Manchete: Queda do preço do petróleo alivia balança e Petrobras

A cotação internacional do barril caiu abaixo da barreira dos US$ 100 pela primeira vez em 16 meses. Com excesso de produção global, instituições como o Banco Mundial estão reduzindo suas projeções de longo prazo. Importadores de petróleo e derivados, o Brasil e sua maior empresa se beneficiam, no curto prazo, com custos menores. (Págs. 8 e 9)

Mantega avisou que não fica, afirma Dilma

Além de explicar a decisão de montar nova equipe econômica caso reeleita, a presidenta Dilma Rousseff sugeriu que Marina Silva e Aécio Neves “olhem para os seus telhados”. Para Aécio, as denúncias sobre a Petrobras equivalem a um novo mensalão. Pág. 5)

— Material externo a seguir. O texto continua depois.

PR #460, opened 2018-04-18
Backout array hacks

jennybc:
This is a version that removes all readxl workarounds re: zero size arrays and flexible array members.

It is looking increasingly likely that we must submit with some sort of NOTE and we are now choosing between compiler warnings like these:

PT aprova termos da fusão com Oi

Em assembleia em Portugal, foram aprovadas as novas condições para a união dos negócios das operadoras. A participação dos acionistas da tele portuguesa na CorpCo, empresa resultante da operação, será de 25,6%, contra os 37,3% originais. (Pág. 12)

Deus salve a Escócia

A dez dias do referendo, os partidários da independência escocesa assumiram a frente nas pesquisas, sob protesto dos defensores do Reino Unido. O Tesouro já calcula a divisão das reservas em ouro, e a libra caiu ao menor nível desde 2013. (Págs. 26 e 27)

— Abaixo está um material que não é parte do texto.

PR #465, opened 2018-04-24
Don't push empty string onto shared string table

### LINKED ISSUE #463: xls regression: can't read some xls with v1.1.0 that worked with v1.0.0
Please briefly describe your problem and what output you expect. If you have a question, please don't use this form. Instead, ask on <https://stackoverflow.com/> or <https://community.rstudio.com/>.

Please include a minimal reproducible example (AKA a reprex). If you've never heard of a [reprex](http://reprex.tidyverse.org/) before, start by reading <https://www.tidyverse.org/help/#reprex>.

---

Brief description of the problem
I used to use readxl to read xls and xlsx files, however this time when I run my code 
sheetlist <- readxl::excel_sheets("EIU_Data.xls")
Error in xls_sheets(path) : Failed to open EIU_Data.xls

however when I used a different version in xlsx
temp <- readxl::read_excel("EIU_Data.xlsx", sheet = 1, col_names = FALSE, na = "n.a.")
na becomes AF
Showning Data is no in the file, so Data is inconsistent.

Please advise.

```r
# insert reprex here
```
[EIU.zip](https://github.com/tidyverse/readxl/files/1936625/EIU.zip)

### LINKED ISSUE #467: Shared string table parsing in some xlsx from Economist Intelligence Unit
I want to separate #463 into an xlsx problem (this issue) and an xls problem (how I will use #463).

PR and #463 give details.

jennybc:
Fixes #467

### DIFF
--- a/src/XlsxWorkBook.h
+++ b/src/XlsxWorkBook.h
@@ -260,8 +260,9 @@ private:
     for (rapidxml::xml_node<>* string = sst->first_node();
          string; string = string->next_sibling()) {
       std::string out;
-      parseString(string, &out);    // missing strings are treated as empty
-      stringTable_.push_back(out);
+      if (parseString(string, &out)) { // missing strings are treated as empty
+        stringTable_.push_back(out);
+      }
     }
   }
 
--- a/src/XlsxWorkBook.h
+++ b/src/XlsxWorkBook.h
@@ -260,7 +260,7 @@ private:
     for (rapidxml::xml_node<>* string = sst->first_node();
          string; string = string->next_sibling()) {
       std::string out;
-      if (parseString(string, &out)) { // missing strings are treated as empty
+      if (parseString(string, &out)) {
         stringTable_.push_back(out);
       }
     }


jennybc:
@jimhester Do you see any logical flaw in my fix? I'm not sure why we ever pushed `out` onto the string table if we were unable to find any of the nodes documented to harbour actual strings. I see no downside to the proposed change and all tests pass everywhere.

I did some print debugging on two versions of the xlsx provided in #463 and, for some reason that still eludes me, the OP's xlsx **does** cause a visit to a phantom node and was causing the first entry of the string table to be the empty string. The same xlsx file, when opened and resaved in Excel, does not have such a visit and does not contaminate the string table. Evidence = the first line of `x <- ...` (no "t node found") versus `y <- ...` below.

```
> x <- read_excel("~/Downloads/EIU/EIU_Data.xlsx", n_max = 1)
in parseString, exiting
in parseString, t node found, exiting
in parseString, t node found, exiting
in parseString, t node found, exiting
in parseString, t node found, exiting
> y <- read_excel("~/Downloads/EIU/EIU_Data-RESAVED.xlsx", n_max = 2)
in parseString, t node found, exiting
in parseString, t node found, exiting
in parseString, t node found, exiting
in parseString, t node found, exiting
in parseString, t node found, exiting
```

Here is the top of `sharedStrings.xml` in each case. Somehow this seemingly meaningless difference matters.

---
`EIU_Data/xl/sharedStrings.xml`

```
<?xml version="1.0" encoding="utf-8" standalone="yes"?><sst xmlns="http://schemas.openxmlformats.org/spreadsheetml/2006/main" count="253104" uniqueCount="3377">﻿<si><t>DGDP</t></si><si><t>No of countries : 202</t>
```

---
`EIU_Data-RESAVED/xl/sharedStrings.xml`

```
<?xml version="1.0" encoding="UTF-8" standalone="yes"?>
<sst xmlns="http://schemas.openxmlformats.org/spreadsheetml/2006/main" count="253104" uniqueCount="3377"><si><t>DGDP</t></si><si><t>No of countries : 202</t></si>
```

src/XlsxWorkBook.h
```diff
@@ -260,8 +260,9 @@ class XlsxWorkBook {
     for (rapidxml::xml_node<>* string = sst->first_node();
          string; string = string->next_sibling()) {
       std::string out;
-      parseString(string, &out);    // missing strings are treated as empty
-      stringTable_.push_back(out);
+      if (parseString(string, &out)) { // missing strings are treated as empty
```
jennybc: I think I'm going to delete or reword this confusing comment too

PMDB pode levar 5 estados no 1º turno 

As pesquisas de intenção de voto apontam 11 estados com chances de definir seus governadores em 5 de outubro. Maior derrota dos peemedebistas pode vir do Maranhão. (Pág. 3)

Mosaico Político – Gilberto Nascimento

PT : PMDB E AÉCIO SÃO ALIADOS

O PT espera que as revelações do ex-diretor da Petrobras Paulo Roberto Costa — que denunciou supostos beneficiários de um esquema de corrupção na estatal — não causem prejuízos eleitorais apenas ao partido e sua base aliada. (Pág. 2)

O mercado como ele é… Luiz Sérgio Guimarães

RUMOR DISPARA DÓLAR E JUROS

Nem os profissionais mais tarimbados se sentiram à vontade ontem. Sob efeito de múltiplas e complexas variáveis, de difícil interpretação, os mercados financeiros operaram com intensa volatilidade e incerteza. (Pág. 23)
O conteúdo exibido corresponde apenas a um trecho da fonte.